Friday, July 8, 2011

Why the Eagle Floating Above your Doorway should be Named Wes, not Mike

So my best friend Joe lives with my other best friend Pete and last weekend they decided they were going to name their eagle after me. Well, technically they decided they were going to name it Wes or Mike, depending on whose essay was better. So here is the essay previously requested, by my best friend Pete and my other best friend, Joe (the Taxidermist):

Why the Eagle Floating Above your Doorway should be Named Wes, not Mike

I'd like to quickly get to the point. Kinda like an eagle likes to immediately tear out the heart of it's prey; let's get to the heart of the matter.

An eagle named Mike is bound to be orthodox, loose of the loins, and full of bad suggestions. An eagle named Wes, on the otherhand, is sure to inspire wild pride among partygoers, raucous trends (in the sexual sense), and be a scary judge of talent*.

Cameron Diaz has a cousin who once said, "If giving a whore a tip is a sin, then I'm the Devil's avocado." Where does this insight leave us? Naked on a friend's porch... undoubtedly. But how can we apply this to life in the 21st century - or life in the fast lane, with Facebook in our left hand and MySpace between our legs? Just like this: An avocado is ripe for the plunging, ready to be eaten and succulent to the lips. Put it in your mouth. Put Cameron Diaz' cousin in your mouth. You won't regret it.

An eagle named Mike is like Cameron Diaz' cousin. Has a voice, has a reason to live, but no reason to "soar."   An eagle named Wes gets sore every night and goes soaring every morning.

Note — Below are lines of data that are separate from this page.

PR #567, opened 2023-12-06
Run make indent target

hanefi:
This commit will allow developers to run `make indent` to indent their code in their development branches by solving all the indentation issues in the codebase.


arajkumar (approved):
lgtm, I was about to create a PR with this :D Thank you.

@hanefi Can we also add the check into CI, so that it can fail on missing indentation.?

Basically we need to add another job into the [workflow](https://github.com/dimitri/pgcopydb/blob/295f2d1710a1b8713e490253f0546903c494abfd/.github/workflows/run-tests.yml#L13), which installs citus_indent and runs `make indent` followed by `git diff --exit-code` to throw error if there is a missing indent?

dimitri:
There is already `make tests/ci` for this kind of things, but I suppose it's lacking the indentation check at the moment. I think it's worth adding it there within this PR.

hanefi:
I think that it does not really makes sense to clone another git repo, build and install. Instead it makes more sense to reuse the docker images that already have citus_indent set up.

I added another CI job that uses that docker image, and runs the checks on CI where I used `citus_indent --check` that exits with an error code if there are some problems with the indentation.

hanefi:
FYI, the Dockerfile that we use lives in https://github.com/citusdata/the-process/blob/master/circleci/images/stylechecker/Dockerfile

It is not an image that is updated frequently.

dimitri (approved):

dimitri:
Nice, I didn't know we could borrow the other infrastructure from Citus that easily. Thanks @hanefi!

PR #568, opened 2023-12-06
Compare endpos only if it is valid

arajkumar:
Endpos can be set to 0/0 which is an invalid LSN.


dimitri (approved):

dimitri:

An eagle is freedom, strength, courage, good eyesight, hunting, aggressiveness, a good haircut (an always haircut), talons, wingspread, an anti-owl political stance, liberty, a "can do, will do" attitude, and a crisp respect for female eagles (often referred to a feathered Fionas!).

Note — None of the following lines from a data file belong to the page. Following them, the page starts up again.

PR #569, opened 2023-12-07
Use SQLite to store our internal copy of the source catalogs.

### LINKED ISSUE #532: Design proposal for fixing the "Failed to fork a worker process: Cannot allocate memory" error
a.Add jitter during process forking
b.Set min_job (default limit as 1) and max_jobs for tables and indexes in pgcopydb . Also expose these as arguments, so that they can be altered if required.

### LINKED ISSUE #545: Support very large catalogs
At the moment pgcopydb allocates the source database catalogs in-memory with both a set of arrays (for tables, indexes, constraints, sequences, etc) and a hash-table construct on-top of it to enable oid based lookups, and restore-list-names lookups in some cases.

When given databases with a very large number of tables (e.g. 1,500,000 tables in 9,000 schemas would qualify), it could easily be that the needed catalogs won't fit in-memory anymore. We would need a way to spill-to-disk the giant array of tables (and other objects), and a way to implement a hash-table lookup that also knows how to spill-to-disk.

Fixes #532

dimitri:
This allows to implement an in-memory array with the capabilities to
spill-to-disk and also hash-table like lookup operations, and with good
multi-process concurrency handling.

Using SQLite internally will allow reducing the memory usage of pgcopydb and
make it possible to address databases with more than a million of tables
defined.

Fixes #545 
Fixes #532

### DIFF
--- a/Dockerfile
+++ b/Dockerfile
@@ -24,6 +24,7 @@ RUN dpkg --add-architecture ${TARGETARCH:-arm64} && apt update \
     libpq5 \
     libreadline-dev \
     libselinux1-dev \
+    libsqlite3-dev \
     libssl-dev \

An eagle named Mike is apt to be a hit at your party... but will anyone remember the eagle's name when they get home? No. Sorry Mike, but no. Nobody is going to say "Do you guys remember that eagle, uh sorry, can't remember his name. Help me out?"

Will they remember an eagle named Wes? Absolutely! "Guys, I felt so focused under Wes' admiring gaze last night! I want to meet Joe and Pete again!"

Sure, Mike might be laying eaglets around the globe at an alarming rate, but is that really what you want in a house mascot? Personally, I wouldn't mind a classy feathered fella named Wes who gives hope and pomp, AND circumstance to anybitch who walks within 5 leagues of his observational range.

Make the right choice. Name the eagle Wes. You won't regret the choice, but it might just change your life for the better. Be ready to be popular.

-Wes, the Human

*Only at wet t-shirt parties.


  1. Eaglet regret. Still sucking up to the taxidermatologists I see.

  2. I think it's obvious what the eagle should be named. Bellicio. Duh.

  3. You're the one who taught me to love stuffed suits. And Alicia, there are no Italian eagles; it's an American law.

  4. in the event of a tie we will go with Bellicio.